No LangChain, no LlamaIndex, no CrewAI. Just an async FastAPI backend that drives OpenAI function-calling in a plan-act-observe loop, a pluggable tool registry, MongoDB persistence, and a Next.js streaming chat UI that shows every step the agent takes in real time.
Architecture
flowchart LR
U[User] -->|goal| FE[Next.js UI]
FE -->|POST /api/runs| BE[FastAPI backend]
FE <-->|SSE /stream| BE
BE --> LOOP[Agent loop<br/>plan · act · observe]
LOOP <-->|function calling| LLM[(OpenAI<br/>gpt-4o / gpt-4o-mini)]
LOOP --> REG[Tool registry]
REG --> T1[web_search]
REG --> T2[code_execution]
REG --> T3[db_query]
REG --> T4[task_complete]
LOOP -->|persist each step| DB[(MongoDB<br/>agent_runs)]
T3 --> DB
The stack runs as three containers — frontend, backend, and mongo —
orchestrated by docker-compose.yml.
Quick start
git clone <your-fork-url> agentforge
cd agentforge
cp .env.example .env
# Edit .env and set OPENAI_API_KEY=sk-...
docker compose up --build
Then open:
- Frontend: http://localhost:3000
- Backend API docs: http://localhost:8000/docs
The sample MongoDB product catalog is seeded automatically on first boot, so
the db_query tool works immediately. web_search works with no extra keys
(keyless DuckDuckGo) and upgrades to Tavily if you set TAVILY_API_KEY.

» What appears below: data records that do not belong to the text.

Issue #496, opened 2022-05-07
interp change the format of time


miniufo:
Recently, I update xgcm from 0.5.0 to 0.7.0 and re-run a script doing some diagnostics using outputs from MITgcm.  The codes of loading data and assign a new time coordinates are:
```python
#%% load dataset
import numpy  as np
import xmitgcm
import xarray as xr
from xcontour.xcontour import add_MITgcm_missing_metrics

tlen = 200
dt   = 600
path = 'I:/breakingIW/nonHydroKH/'
ds = xmitgcm.open_mdsdataset(data_dir=path+'output/', grid_dir=path, delta_t=2,
                             prefix=['Stat']).isel(time=slice(tlen))

dset, grid = add_MITgcm_missing_metrics(ds, periodic=['X'],
                                        boundary={'Y':'extend','Z':'extend'})

dset = dset.assign_coords({'time':np.arange(tlen)*dt/3600.0}).astype(np.float32)
```

The default time values are `timedelta64[ns]`, which is not convenient for xarray's `dset.UVEL.plot()`, reporting error
>TypeError: The DTypes <class 'numpy.dtype[timedelta64]'> and <class 'numpy.dtype[float64]'> do not have a common DType. For example they cannot be stored in a single array unless the dtype is `object`.

So I change it to `dtype=np.float32`.

**What happened**:
After using `xgcm`'s core functions, possibly `grid.interp()`, the `time` of interpolated variables recovers to `timedelta64[ns]`.

**What you expected to happen**:
`dtype` of `time` do not change after applying xgcm's functions.

**Anything else we need to know?**:
I also get a warning during running the interpolation:
>C:\ProgramData\Anaconda3\lib\site-packages\xgcm\grid.py:1637: UserWarning: Metric at ('time', 'Zl', 'YC', 'XG') being interpolated from metrics at dimensions ('Z', 'YC', 'XC'). Boundary value set to 'extend'.

This does not show up in previous version of `xgcm`.  Just want to know what happens here and where the warning is triggered.

**xgcm version and environment**:
0.7.0

jbusecke:
Hey @miniufo, 

I think there are several things going on here: 

> C:\ProgramData\Anaconda3\lib\site-packages\xgcm\grid.py:1637: UserWarning: Metric at ('time', 'Zl', 'YC', 'XG') being interpolated from metrics at dimensions ('Z', 'YC', 'XC'). Boundary value set to 'extend'.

Running the backend without Docker
cd backend
python -m venv .venv && source .venv/bin/activate # Windows: .venv\Scripts\activate
pip install -r requirements.txt
# Point at a local Mongo and export your key:
export OPENAI_API_KEY=sk-... MONGO_URI=mongodb://localhost:27017
uvicorn app.main:app --reload
How the agent loop works
The core lives in backend/app/agent/loop.py. It
implements a textbook plan → act → observe cycle:
sequenceDiagram
participant U as User
participant L as Agent loop
participant M as OpenAI
participant T as Tool
participant DB as MongoDB
U->>L: goal
loop until task_complete or max_iter
L->>M: messages + tool schemas (tool_choice=auto)
M-->>L: function_call (tool, args)
L->>T: execute(args) with timeout
T-->>L: result (or error string)
L->>DB: persist step
L-->>U: stream step (SSE)
L->>L: append tool result to history
end
L-->>U: stream final answer (SSE)
- User sends a goal via
POST /api/runs. - A system prompt tells the LLM it has tools and must work step by step.
- The LLM returns a
function_call(tool name + JSON arguments). - The backend executes the tool and captures the result.
- The result is appended to the message history as a tool message.
- Loop back to step 3 until either:
- the LLM calls the terminal
task_completetool, or - the max-iteration cap (default 10) is hit.
- the LLM calls the terminal
- The final answer is streamed to the frontend.
Built-in robustness
- Unknown tool → an error string is returned into context so the LLM self-corrects.
- Tool failure → wrapped in
try/except; the exception text becomes the tool result. - Context-window management → when the running history exceeds
TOKEN_THRESHOLDtokens, older steps are summarized (cheap model) while the original goal and recent steps are kept verbatim (context.py). - Per-tool timeouts → each tool call is bounded by
TOOL_TIMEOUT(default 30s); the sandboxed code executor has its own tighter timeout. - Crash-safe persistence → every step is
$push-ed to MongoDB as it happens, not just at the end.
Adding a custom tool
Adding a tool is one decorated async function. Drop a new file in
backend/app/tools/ — it is auto-discovered at startup.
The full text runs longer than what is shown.